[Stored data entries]
== Segment start ==

PR #961, opened 2019-02-16
Added missing 'clone(parent)' overload to .d.ts file

Perlkonig:
Applied against 2.x branch.


Fuzzyma:
> Applied against 2.x branch.

That would have been my first question :D

PR #963, opened 2019-02-17
Fix typo in type file for Polyline and Marker

Perlkonig:
Applied against 2.x

### DIFF
--- a/svg.js.d.ts
+++ b/svg.js.d.ts
@@ -460,7 +460,7 @@ declare namespace svgjs {
         marker(position: string, width?: number, height?: number, block?: (marker: Marker) => void): Marker;
         marker(position: string, marker: Marker): Marker;
     }
-    interface PolyLine {
+    interface Polyline {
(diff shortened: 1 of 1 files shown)


Fuzzyma:
Are you sure about that one? I thought Polyline is Polyline and not PolyLine.

Perlkonig:
I'm no expert, as you know!! 😄 

Here's the code that wasn't working:

```typescript
const line = notes.polyline(points.join(" ")).stroke({width: 1.5, color: "black"});
line.marker("end", markerArrow);
line.marker("start", markerCircle);
```

The error was `Property 'marker' does not exist on type 'PolyLine'. Did you mean 'masker'?`.

So I opened the `.d.ts` file and saw that everything was `PolyLine` except for the one that defined `marker()`, so I thought it was a typo and corrected it. Everything compiled fine after that.

Fuzzyma:
Hm okay. To stay consistend, could you rename all occurences to Polyline?

Fuzzyma:
thanks!

Issue #964, opened 2019-02-21
timeline.finish() is not working 


michAtEl:
# Bug report

## Fiddle
Try this codepen:
https://codepen.io/michAtEl/pen/KJYBzP

Uncomment the last line (//timeline.finish()) and run it again. The blue box reaches the wrong position (if my understanding of the API of timeline is correct).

== Segment end ==

◆ **YOUR GOAL**
An exact restatement of all the entries above is needed.

◆ **SOLUTION FOR THIS PROBLEM**
PR #961, opened 2019-02-16
Added missing 'clone(parent)' overload to .d.ts file

Perlkonig:
Applied against 2.x branch.


Fuzzyma:
> Applied against 2.x branch.

That would have been my first question :D

PR #963, opened 2019-02-17
Fix typo in type file for Polyline and Marker

Perlkonig:
Applied against 2.x

### DIFF
--- a/svg.js.d.ts
+++ b/svg.js.d.ts
@@ -460,7 +460,7 @@ declare namespace svgjs {
         marker(position: string, width?: number, height?: number, block?: (marker: Marker) => void): Marker;
         marker(position: string, marker: Marker): Marker;
     }
-    interface PolyLine {
+    interface Polyline {
(diff shortened: 1 of 1 files shown)


Fuzzyma:
Are you sure about that one? I thought Polyline is Polyline and not PolyLine.

Perlkonig:
I'm no expert, as you know!! 😄 

Here's the code that wasn't working:

```typescript
const line = notes.polyline(points.join(" ")).stroke({width: 1.5, color: "black"});
line.marker("end", markerArrow);
line.marker("start", markerCircle);
```

The error was `Property 'marker' does not exist on type 'PolyLine'. Did you mean 'masker'?`.

So I opened the `.d.ts` file and saw that everything was `PolyLine` except for the one that defined `marker()`, so I thought it was a typo and corrected it. Everything compiled fine after that.

Fuzzyma:
Hm okay. To stay consistend, could you rename all occurences to Polyline?

Fuzzyma:
thanks!

Issue #964, opened 2019-02-21
timeline.finish() is not working 


michAtEl:
# Bug report

## Fiddle
Try this codepen:
https://codepen.io/michAtEl/pen/KJYBzP

Uncomment the last line (//timeline.finish()) and run it again. The blue box reaches the wrong position (if my understanding of the API of timeline is correct).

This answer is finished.